PR #286, opened 2020-12-03
Iminuit deprecation of "forced_parameters"

kboone:
In newer versions of iminuit, the "forced_parameters" keyword has been deprecated and replaced by "name". Right now, running sncosmo with a new version of iminuit spits out deprecation warnings for every fit.

It looks like this change happened in iminuit v1.4.3 (from June 24, 2020). We can approach this either by dropping compatibility with v1.4.2 or earlier, or by including a workaround in the code to use the right keyword depending on the iminuit version. This PR implements the workaround. There seem to have been quite a few changes to the iminuit API recently... I'm not sure if we are affected by any other ones.

### DIFF
--- a/sncosmo/fitting.py
+++ b/sncosmo/fitting.py
@@ -668,8 +668,8 @@ def fit_lc(data=None, model=None, vparam_names=[], bounds=None, spectra=None,
         ndof -= len(vparam_names)
 
         # Minuit keywords changed in v1.4.3. Handle that gracefully.
-        from packaging import version
-        if version.parse(iminuit.__version__) >= version.parse("1.4.3"):
+        from distutils.version import LooseVersion
+        if LooseVersion(iminuit.__version__) >= LooseVersion("1.4.3"):
             param_names_kwargs = {'name': model.param_names}
         else:
             param_names_kwargs = {'forced_parameters': model.param_names}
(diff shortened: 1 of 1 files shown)


kboone:
There are some similar problems with emcee where we are currently using a deprecated API. In general, do we want to include workarounds to support old versions of these packages, or should we just have sncosmo work with the latest version?

kbarbary:
Good question. I think either way is OK. I guess if it is "easy" to support the deprecated API, then maybe it makes sense to just do it in case someone has a use case that requires an older version of the dependency. However, for most users, I would guess that if they are installing the very latest release version of sncosmo, then they won't mind also upgrading their dependencies to the latest version or a recent version.

For "strict" dependencies (in setup.py `install_requires`), with recent improvements to pip's dependency resolver, I feel better about just adding a lower bound to the dependency version in `install_requires` and it all working. For optional dependencies like iminuit and emcee, if we just switch to the new API we'd probably want to do a runtime version check and raise an exception if the installed version of the dependency is too old.

How old is the new emcee API?

kbarbary:
Looks like Python 3.5 doesn't have the `packaging` module built in. We could consider dropping support for Python 3.5 or some other work around, like parsing the version into a tuple of ints manually.

kboone:
Good catch. Looks like distutils has a similar function for version comparisons that has been around forever. I switched it to use that, which should let us maintain backwards compatibility with old versions of python 3.

kboone:
The entire `iminuit` API changed in v2.0 which breaks a lot of things and might make this PR redundant. See #291

kboone:
This PR was made redundant by #292 which overhauls the whole `iminuit` interface.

------------------------------------------------------------------------

Reproduce the data exactly. Keep every line intact.

PR #286, opened 2020-12-03
Iminuit deprecation of "forced_parameters"

kboone:
In newer versions of iminuit, the "forced_parameters" keyword has been deprecated and replaced by "name". Right now, running sncosmo with a new version of iminuit spits out deprecation warnings for every fit.

It looks like this change happened in iminuit v1.4.3 (from June 24, 2020). We can approach this either by dropping compatibility with v1.4.2 or earlier, or by including a workaround in the code to use the right keyword depending on the iminuit version. This PR implements the workaround. There seem to have been quite a few changes to the iminuit API recently... I'm not sure if we are affected by any other ones.

### DIFF
--- a/sncosmo/fitting.py
+++ b/sncosmo/fitting.py
@@ -668,8 +668,8 @@ def fit_lc(data=None, model=None, vparam_names=[], bounds=None, spectra=None,
         ndof -= len(vparam_names)
 
         # Minuit keywords changed in v1.4.3. Handle that gracefully.
-        from packaging import version
-        if version.parse(iminuit.__version__) >= version.parse("1.4.3"):
+        from distutils.version import LooseVersion
+        if LooseVersion(iminuit.__version__) >= LooseVersion("1.4.3"):
             param_names_kwargs = {'name': model.param_names}
         else:
             param_names_kwargs = {'forced_parameters': model.param_names}
(diff shortened: 1 of 1 files shown)


kboone:
There are some similar problems with emcee where we are currently using a deprecated API. In general, do we want to include workarounds to support old versions of these packages, or should we just have sncosmo work with the latest version?

kbarbary:
Good question. I think either way is OK. I guess if it is "easy" to support the deprecated API, then maybe it makes sense to just do it in case someone has a use case that requires an older version of the dependency. However, for most users, I would guess that if they are installing the very latest release version of sncosmo, then they won't mind also upgrading their dependencies to the latest version or a recent version.

For "strict" dependencies (in setup.py `install_requires`), with recent improvements to pip's dependency resolver, I feel better about just adding a lower bound to the dependency version in `install_requires` and it all working. For optional dependencies like iminuit and emcee, if we just switch to the new API we'd probably want to do a runtime version check and raise an exception if the installed version of the dependency is too old.

How old is the new emcee API?

kbarbary:
Looks like Python 3.5 doesn't have the `packaging` module built in. We could consider dropping support for Python 3.5 or some other work around, like parsing the version into a tuple of ints manually.

kboone:
Good catch. Looks like distutils has a similar function for version comparisons that has been around forever. I switched it to use that, which should let us maintain backwards compatibility with old versions of python 3.

kboone:
The entire `iminuit` API changed in v2.0 which breaks a lot of things and might make this PR redundant. See #291

kboone:
This PR was made redundant by #292 which overhauls the whole `iminuit` interface.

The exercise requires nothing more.